Performance Comparison Analyses of the Nth Best Relay Selection Schemes Over Independent and Non-identically Distributed Nakagami-m Fading Channels

In this work, we study the $N$ th best relay selection schemes with the consideration that in some case the best relay is unavailable due to the restriction of practical implementation. With amplify-and-forward relaying protocols, the interested $N$ th best relay schemes are investigated over independent and non-identically distributed (i.ni.d) Nakagami- $m$ fading channels. For such opportunistic relaying schemes, we first obtain the closed-form expressions to the probability density function (PDF) and cumulative distribution function (CDF) of the instantaneous end-to-end signal-to-noise ratio with appropriate mathematical proof. Then, with the obtained CDF and PDF, three main measurements are investigated as well as the corresponding explicit solutions, $i.e.$ , outage probability, average symbol error ratio (SER), and ergodic capacity.
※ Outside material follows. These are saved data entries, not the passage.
PR #8575, opened 2024-11-29
Add flags to borg extract Command (Fixes #8564)

### LINKED ISSUE #8564: No dry-run flags when using borg extract
Using borg 1.4, I checked the use of "flags" when doing a dry-run for different borg commands. 

The command `borg extract --dry-run --list` does not print the flags (that are used with e.g. borg create / borg recreate
Instead, `borg extract` prints only the list of items that would be included in the extract without the --dry-run. 

This was the command, I used: 
`borg extract REPO::ARCHIVE /home/user/test Admin -e 'home/user/test/*.bak'  --dry-run --verbose --list `

In the name of consistency, dry-run flags could be added to borg extract.

alighazi288:
## Summary 
This pull request addresses the issue with the `borg extract` command not displaying the flags as seen in other commands eg. `borg create` and `borg recreate`.


src/borg/archiver/extract_cmd.py
```diff
@@ -71,6 +71,7 @@ def do_extract(self, args, repository, manifest, archive):
                 logging.getLogger("borg.output.list").info(remove_surrogates(item.path))
             try:
                 if dry_run:
+                    print(f"- {item.path}")
```
ThomasWaldmann, line 74: check the meaning of the flags (see our docs) and try running borg create with some excludes. borg extract should flag similarly to create.

ThomasWaldmann: also be careful with print, print outputs to stdout and borg extract also has the option to write extracted file contents to stdout - these 2 shall not be mixed up.

alighazi288: Apologies for the oversight. Trying a new fix and uploading soon for review.

ThomasWaldmann:
BTW, don't add `coverage.*` files to the repo, these are temporary files.

alighazi288:
Got it, I’ll ensure temporary files are omitted moving forward. Could you please share more details or context about the errors above? This would help me better understand and address the issue.

ThomasWaldmann (commented):
some more feedback.

ThomasWaldmann:
The failing `test_return_codes` test is because `borg extract` is used there and expected to finish with rc 0, but it crashes and returns rc 2.

alighazi288:
Changed the code and now everything seems to be running as expected at my end and **borg extract** finishes with rc 0. Just wanted to ask if the errors could be because of me working on MacOS and not having pyfuse3?

src/borg/archiver/extract_cmd.py
```diff
@@ -56,32 +56,42 @@ def do_extract(self, args, repository, manifest, archive):
...
                     dir_item = dirs.pop(-1)
                     try:
                         archive.extract_item(dir_item, stdout=stdout)
                     except BackupError as e:
                         self.print_warning_instance(BackupWarning(remove_surrogates(dir_item.path), e))
-            if output_list:
-                logging.getLogger("borg.output.list").info(remove_surrogates(item.path))
+
+                if output_list and matcher.match(item.path):
+                    logging.getLogger("borg.output.list").info(remove_surrogates(item.path))
```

At the same time, as a byproduct, the corresponding performance metrics over Rayleigh fading are also derived. Finally, the detailed performance comparison analyses are presented under different values of $N$ and different Nakagami- $m$ channel fading severity parameters. The numerical results show that the increase of $N$ incurs the very severe loss in performance such outage probability, SER, and ergodic capacity. However, the loss in performance can be decreased greatly when the $N$ th systems have bigger fading severity factors. The derivations are of significance because the Nakagami- $m$ fading spans via the fading severity parameters a wide range of fading scenarios that are typical in realistic wireless relay networks.